◆ **TASK DETAILS**
Among the entries that follow, find every line with the word "list" and copy it.

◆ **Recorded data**
PR #9101, opened 2025-06-13
Fix CLI displaying claude-2 as default model for anthropic provider

### LINKED ISSUE #9100: [Bug]: cli displays "claude-2" as default model

The CLI still displays claude-2 as the default model when "anthropic" is selected as the provider. Instead it should display the best verified model from claude (which is currently claude-sonnet-4-20250514).

1. First write a test that reproduces the error. This should be a test that checks which model is displayed by default in the CLI, expecting claude-sonnet-4-20250514. You MUST confirm that this test currently FAILs, because currently the code is broken. If you cannot confirm that the test fails, you must stop immediately and report back, as you were not able to reproduce the error.
2. If and only if you were able to write a failing test in 1., proceed to make the minimal possible fix to fix the error, making sure that the best verified model is used, instead of the first model in the provider list.

### OpenHands Installation

Docker command in README

### OpenHands Version

_No response_

### Operating System

None

_No response_

neubig:
## Description

This PR fixes issue #9100 where the CLI was displaying "claude-2" as the default model when "anthropic" was selected as the provider. Now it correctly displays the best verified model from Claude, which is currently "claude-sonnet-4-20250514".

## Changes

- Modified the default model selection logic in `openhands/cli/settings.py` to use the best verified model for each provider
- Added a test in `tests/unit/test_cli_default_model.py` to verify that the best verified model is displayed

## Testing

- Added a new test that verifies the default model displayed for the anthropic provider is the best verified model
- The test initially failed with the old code and passes with the new code

Fixes #9100

@neubig can click here to [continue refining the PR](https://app.all-hands.dev/30b8a55cd56049e38124349d695b1797)

---

```
docker run -it --rm   -p 3000:3000   -v /var/run/docker.sock:/var/run/docker.sock   --add-host host.docker.internal:host-gateway   -e SANDBOX_RUNTIME_CONTAINER_IMAGE=docker.all-hands.dev/all-hands-ai/runtime:4d18729-nikolaik   --name openhands-app-4d18729   docker.all-hands.dev/all-hands-ai/openhands:4d18729
```


neubig:
Reverse the order of the elements in `VERIFIED_ANTHROPIC_MODELS`, but put claude-4-sonnet above claude-4-opus. This will then allow you to simplify the code for selecting the best model from the provider to select the first element in the list, regardless of which list is used.

neubig:
@openhands Reverse the order of the elements in VERIFIED_ANTHROPIC_MODELS, but put claude-4-sonnet above claude-4-opus. This will then allow you to simplify the code for selecting the best model from the provider to select the first element in the list, regardless of which list is used.

xingyaoww (approved):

◆ **SOLUTION TO THE EXERCISE**
2. If and only if you were able to write a failing test in 1., proceed to make the minimal possible fix to fix the error, making sure that the best verified model is used, instead of the first model in the provider list.
Reverse the order of the elements in `VERIFIED_ANTHROPIC_MODELS`, but put claude-4-sonnet above claude-4-opus. This will then allow you to simplify the code for selecting the best model from the provider to select the first element in the list, regardless of which list is used.
@openhands Reverse the order of the elements in VERIFIED_ANTHROPIC_MODELS, but put claude-4-sonnet above claude-4-opus. This will then allow you to simplify the code for selecting the best model from the provider to select the first element in the list, regardless of which list is used.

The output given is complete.